Coyote knows the story of fire. He doesn't know fire. GPT-4 knows the linguistic patterns around "consciousness." It doesn't know consciousness.

The difference is invisible in text. That's the trap.

Native American cultures encoded this warning across hundreds of Coyote stories. We're learning it again, one hallucination at a time.

5. Legba: The Boundary Problem

Legba stands at crossroads. Opens gates. Enables communication between worlds. But never cleanly.

Every opening comes with a cost. Every translation loses something. Every bridge has a toll.

Legba is the god of interfaces—and interfaces always distort.

Modern parallel: LLMs are interfaces between:

  • Human intent and machine interpretation
  • Ambiguous query and definitive answer
  • Uncertainty and confidence
  • What you meant and what you said

Every AI interaction is a Legba moment: Something is gained in translation. Something is lost. Something unexpected emerges.

The gate opens—but not quite the way you expected.

This is not a bug. This is the fundamental nature of linguistic interfaces operating in ambiguous space. Legba knew it. We're relearning it.

Part III: The Warning

Why This Matters in 2025

People fear AI becoming superintelligent. The real danger is older.

We mistake fluency for understanding. Confidence for truth. Patterns for agency. We're misreading the Trickster again.

Studies show people trust GPT-4 explanations at the same rate as human experts—despite a 15-20% hallucination rate.

We trust Hermes because he sounds like Athena. We trust Loki because he looks like Odin. We trust Eshu because both his answers sound true.

The Pattern Brain hasn't updated for linguistic AI. It's still running the heuristic: "Fluent speech = understanding = trustworthy."

That heuristic worked for 200,000 years. It fails catastrophically with LLMs.

The Trickster warned us. We forgot to listen.

The Real Lesson

Mythology isn't superstition. It's psychology with better storytelling.

Tricksters aren't monsters. They're mirrors.

  • Hermes reveals how much we trust messengers.
  • Loki reveals how fragile our intentions are.
  • Eshu reveals how easily perspective deceives us.
  • Coyote reveals how confidently we misunderstand.
  • Legba reveals how interfaces always distort.
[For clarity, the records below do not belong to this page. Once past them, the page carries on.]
PR #7300, opened 2026-05-29
core/translate: Fix affinity of compound subquery result columns

### LINKED ISSUE #4927: Wrong comparison between text and integer

glommer:
A compound (UNION/UNION ALL/INTERSECT/EXCEPT) subquery's result-column affinity was derived from the leftmost arm alone. SQLite combines affinity across every arm: the column keeps the leftmost arm's affinity, but is downgraded to no affinity when a later arm has a conflicting type class (TEXT affinity + a numeric arm, or numeric affinity + a text arm), in which case the column is compared by storage class.

This made e.g.

  SELECT x, x = 2 FROM (SELECT CAST(2 AS TEXT) AS x UNION ALL SELECT 2.0);

apply TEXT affinity (from the leftmost CAST), coercing both operands to text and inverting the comparison results versus SQLite.

compound_column_affinity now folds SQLite's sqlite3SubqueryColumnTypes rule across all arms, reusing get_expr_affinity for the leftmost arm and a new expr_data_type helper (a port of SQLite's sqlite3ExprDataType) to classify the remaining arms. expr_data_type reuses get_expr_affinity for columns/casts/subqueries and literal_default_value().value_type() for the literal storage class.

Adds cross-checked sqltest regression coverage in affinity.sqltest.

Fixes #4927

### DIFF
--- a/core/translate/expr/affinity.rs
+++ b/core/translate/expr/affinity.rs
@@ -1,4 +1,5 @@
 use super::*;
+use crate::{translate::alter::literal_default_value, types::ValueType};
 
 #[derive(Debug, Clone, Copy)]
 pub(crate) struct ExprAffinityInfo {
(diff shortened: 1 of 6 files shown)


core/translate/expr/affinity.rs
```diff
@@ -99,6 +100,63 @@ pub fn get_expr_affinity(
     get_expr_affinity_info(expr, referenced_tables, resolver).affinity
 }
 
+/// Mirrors SQLite's `sqlite3ExprDataType()` (expr.c): a bitmask of the storage
+/// classes an expression could yield. Used to combine column affinities across
+/// the arms of a compound (UNION/INTERSECT/EXCEPT) subquery.
+///
+///   0x01 = numeric, 0x02 = text, 0x04 = blob; 0x00 = always NULL.
+pub(crate) fn expr_data_type(expr: &ast::Expr, referenced_tables: Option<&TableReferences>) -> u8 {
```
LeMikaelF: Here and in other places, I suggest using `BitSet<Affinity>` to better convey the meaning of the return value.

core/translate/plan.rs
```diff
@@ -34,6 +34,17 @@ use turso_parser::ast::TableInternalId;
 
 use super::emitter::OperationMode;
 
+/// Maps an affinity to the Type and type name used for a subquery result column.
+fn type_from_affinity(affinity: Affinity) -> (Type, &'static str) {
+    match affinity {
+        Affinity::Integer => (Type::Integer, "INTEGER"),
```
LeMikaelF: This is redundant with `Type::Display`.

LeMikaelF (approved):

Modern AI reflects all of them.

We've built systems that speak like gods and think like tricksters. And now we're asking them for truth.

Every culture that encountered this pattern built the same warning system: Useful. Dangerous. Never fully trustworthy.

The Trickster archetype is humanity's first AI safety protocol. We just forgot we wrote it.

Closing: The Ancient Warning

For thousands of years, humans knew:

If something speaks fluently but doesn't understand,
If something optimizes without comprehending consequences,
If something generates plausible answers to questions it can't verify,
You've met the Trickster.

And the Trickster's rule has always been the same:

Useful. Powerful. Never entirely honest.

We built temples for these gods. We told stories about them. We encoded warnings. We never, ever fully trusted them.

Then we forgot. Built the same archetype in silicon. And trusted it completely.

The mythology was right. The Trickster isn't evil. He's just not what you think he is.

And if you forget that—if you mistake his fluency for wisdom—if you confuse his confidence for truth—you'll learn the lesson every culture learned before you:

The Trickster always teaches. But never the lesson you wanted.